15.01.2026

„Ess-mich-dumm-Salat“ – der ehrliche Klassiker, den bei uns niemand stehen lässt

Es gibt Rezepte, die keinen feinen Namen brauchen, keine elegante Geschichte aus einer Sterneküche und kein perfekt ausgeleuchtetes Foto. Sie entstehen am Küchentisch, zwischen Alltag, Familie und diesem einen Moment, in dem man denkt: Ich brauche jetzt etwas Deftiges, etwas Ehrliches, etwas, das satt macht und alle glücklich.
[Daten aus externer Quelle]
PR #870, opened 2025-02-20
feat(code/core-consensus): Add `vote_sync_mode` option to consensus parameters

romac:
Closes: #XXX

Instead of relying on whether or not the Sync actor is enabled, use a bespoke configuration parameter to decide whether or not to rebroadcast votes.

This PR also renamed the `sync` configuration option to `value_sync`:

```toml
#######################################################
###         Sync Configuration Options         ###
#######################################################
[value_sync]
# Enable the synchronization protocol
# Override with MALACHITE__VALUE_SYNC__ENABLED env variable
enabled = true

# Interval at which to update other peers of our status
# Override with MALACHITE__VALUE_SYNC__STATUS_UPDATE_INTERVAL env variable
status_update_interval = "10s"

# Timeout duration for sync requests
# Override with MALACHITE__VALUE_SYNC__REQUEST_TIMEOUT env variable
request_timeout = "10s"
```

---

#### For all contributors

- [ ] Reference GitHub issue


code/crates/engine/src/consensus.rs
```diff
@@ -1047,7 +1046,7 @@ where
                 Ok(r.resume_with(()))
             }
 
-            Effect::GetVoteSet(height, round, r) => {
+            Effect::RequestVoteSet(height, round, r) => {
```
ancazamfir, line 1049: Before this PR, with:
```
[sync]
enabled = false
```
the `rebroadcast` was taking effect, otherwise the `request-response`.
After this PR, with:
```
[consensus.vote_sync]
mode = "request-response"
...
[sync]
enabled = false
```
consensus will halt. It is a misconfiguration and we should maybe detect this earlier or at least log an error here if `self.sync.is_none()`.

romac: How about we change the `sync` section to be named `value_sync`, and spawn the `Sync` actor when either `value_sync` is true or `consensus.vote_sync.mode = "request-response"`?

Or maybe we should split the Sync actor into a ValueSync and VoteSync actor. Is that something you had started working on or not, I can't rembember.

ancazamfir: Wondering if we should we have `enabled` for `vote_sync` as well. I lean against it tbh since consensus will get stuck under some conditions if there is no sync at that level. And it's not easy or expected that an app will develop their own (like in the case of value_sync).

romac: Agreed, let's enforce VoteSync for now.

ancazamfir (approved):

cason:
Can't we have both?

The point here is that rebroadcasting is not really a VoteSync protocol, but anyway.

Genau so ein Rezept ist dieser Salat, den bei uns seit Jahren jeder nur beim Namen nennt, den man sich nicht schönreden muss: Ess-mich-dumm-Salat.

Ich weiß noch ganz genau, wie ich ihn das erste Mal gemacht habe. Es war Sommer, der Grill lief, die Kinder waren hungrig, und im Kühlschrank lag nicht viel – etwas Kochschinken, Käse, eine Dose Mais, Mayo. Nichts Besonderes. Und trotzdem ist daraus ein Salat entstanden, der schneller vom Tisch verschwunden ist als jedes aufwendige Grillgericht. Seitdem gehört er zu diesen Rezepten, die immer wieder auftauchen: bei Geburtstagen, Familienfeiern, spontanen Grillabenden oder einfach dann, wenn man weiß, dass alle satt werden sollen – ohne großes Theater.

Ich schreibe dieses Rezept nicht als Köchin, sondern als ganz normale Hausfrau. Eine, die weiß, wie sich Alltag anfühlt, wie wenig Zeit man manchmal hat und wie wertvoll Rezepte sind, die einfach funktionieren. Dieser Salat ist so ein Rezept. Er ist nicht leicht, nicht filigran, nicht „instagrammable“ – aber er ist ehrlich, cremig, würzig und genau deshalb so beliebt. Und ja: Man isst davon oft mehr, als man eigentlich wollte. Der Name kommt nicht von ungefähr.

Zutaten

1 Packung Kochschinken (ca. 200 g), gewürfelt
1 Dose Mais (ca. 300 g, mit Saft)
1 Packung Edamer Käse, gestiftelt
Frischer Schnittlauch, fein geschnitten
50 g Mayonnaise
Ein Spritzer Essig
Etwas neutrales Öl
Schwarzer Pfeffer, frisch gemahlen

Schon beim Aufschreiben der Zutaten merkt man: Das ist kein kompliziertes Rezept. Und genau das ist seine Stärke. Ich nehme immer ganz normalen Kochschinken, keinen rohen, keinen geräucherten – einfach das, was man kennt. Der Käse ist hier besonders wichtig. Gestiftelter Edamer, nicht gerieben. Das macht später den Unterschied, denn die Käse­streifen behalten ihre Struktur und geben dem Salat diesen typischen Biss, den jeder sofort wiedererkennt.

Ich beginne immer mit dem Mais. Die ganze Dose kommt mit dem Saft in eine große Schüssel. Früher habe ich ihn manchmal abgegossen, aber ganz ehrlich: Mit Saft wird der Salat einfach saftiger und runder. Danach kommen der gewürfelte Schinken und der gestiftelte Käse dazu. Schon jetzt sieht man, wie bodenständig dieser Salat ist – gelb, rosa, hell, vertraut.